● Extracted data entries:
+===+
PR #111, opened 2023-02-17
MIGRATIONS-963 Pipe AWS Creds through to container

chelma:
### Description
The HAProxy container needs AWS Credentials and other context in order to offload the logs.  When the containers are run in an AWS-context, these will be provided by Fargate/ECS/whatever natively.  For our demo, we need to pipe them in manually but preferably in a manner similar to how they will be available in an AWS-context.

### Issues Resolved
https://opensearch.atlassian.net/browse/MIGRATIONS-963

### Testing
Manually confirmed availability of ENV variables inside the demo's Primary HAProxy container.  

### Check List


gregschohn (approved):

cluster_traffic_capture/demo_haproxy.py
```diff
@@ -47,6 +47,38 @@ def main():
     if verbose:
         logging.root.setLevel(logging.DEBUG)
 
+    # =================================================================================================================
+    # Pull Necessary State
+    # =================================================================================================================
+    print("Pulling AWS credentials from ENV variables...")
```
mikaylathompson, line 53: not a blocker, but this would be a nice thing to put behind a flag. We'll likely still want to run this without providing aws credentials (and therefore not offloading to S3).

cluster_traffic_capture/demo_haproxy.py
```diff
@@ -159,6 +191,12 @@ def subshell_print(message: str):
         ports=[dfc.PortMapping(HAPROXY_INTERNAL_PORT, HAPROXY_PRIMARY_PORT)],
         volumes=[],
         ulimits=[Ulimit(name='memlock', soft=-1, hard=-1)],
+        env_kv={
+            "AWS_REGION": aws_region,
+            "AWS_ACCESS_KEY_ID": aws_access_key_id,
+            "AWS_SECRET_ACCESS_KEY": aws_secret_access_key,
+            "AWS_SESSION_TOKEN": aws_session_token
+        },
```
mikaylathompson, line 199: I'm not sure I have a great understanding of when you use the `env_kv` vs the passthrough -- why are this in the `env_kv` instead of passthrough?

mikaylathompson (approved):
Some questions, but not blocking.

cluster_traffic_capture/demo_haproxy.py
chelma: The current Docker SDK we're using doesn't invoke CLI commands via the shell and so it can't do passthrough unfortunately.  Therefore, we need to use the K/V approach.  I left the passthrough code I wrote in the PR because I think the path forward is to move away from the Python Docker SDK and just invoke the CLI manually using our own code.

cluster_traffic_capture/demo_haproxy.py
chelma: Trying not to invest too heavily in this script as a lot of it will be either deleted or re-written when we move away from HAProxy.  For the time being, you just need to have the ENV variables defined; they don't need to be valid. In that case, the container will spin up but CloudWatch Agent won't be able to upload.

chelma:
Merging, per @mikaylathompson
+===+
● Exercise instructions:
Look through the lines above and collect those with the word "this".

● Output of the task:
mikaylathompson, line 53: not a blocker, but this would be a nice thing to put behind a flag. We'll likely still want to run this without providing aws credentials (and therefore not offloading to S3).
mikaylathompson, line 199: I'm not sure I have a great understanding of when you use the `env_kv` vs the passthrough -- why are this in the `env_kv` instead of passthrough?
chelma: Trying not to invest too heavily in this script as a lot of it will be either deleted or re-written when we move away from HAProxy.  For the time being, you just need to have the ENV variables defined; they don't need to be valid. In that case, the container will spin up but CloudWatch Agent won't be able to upload.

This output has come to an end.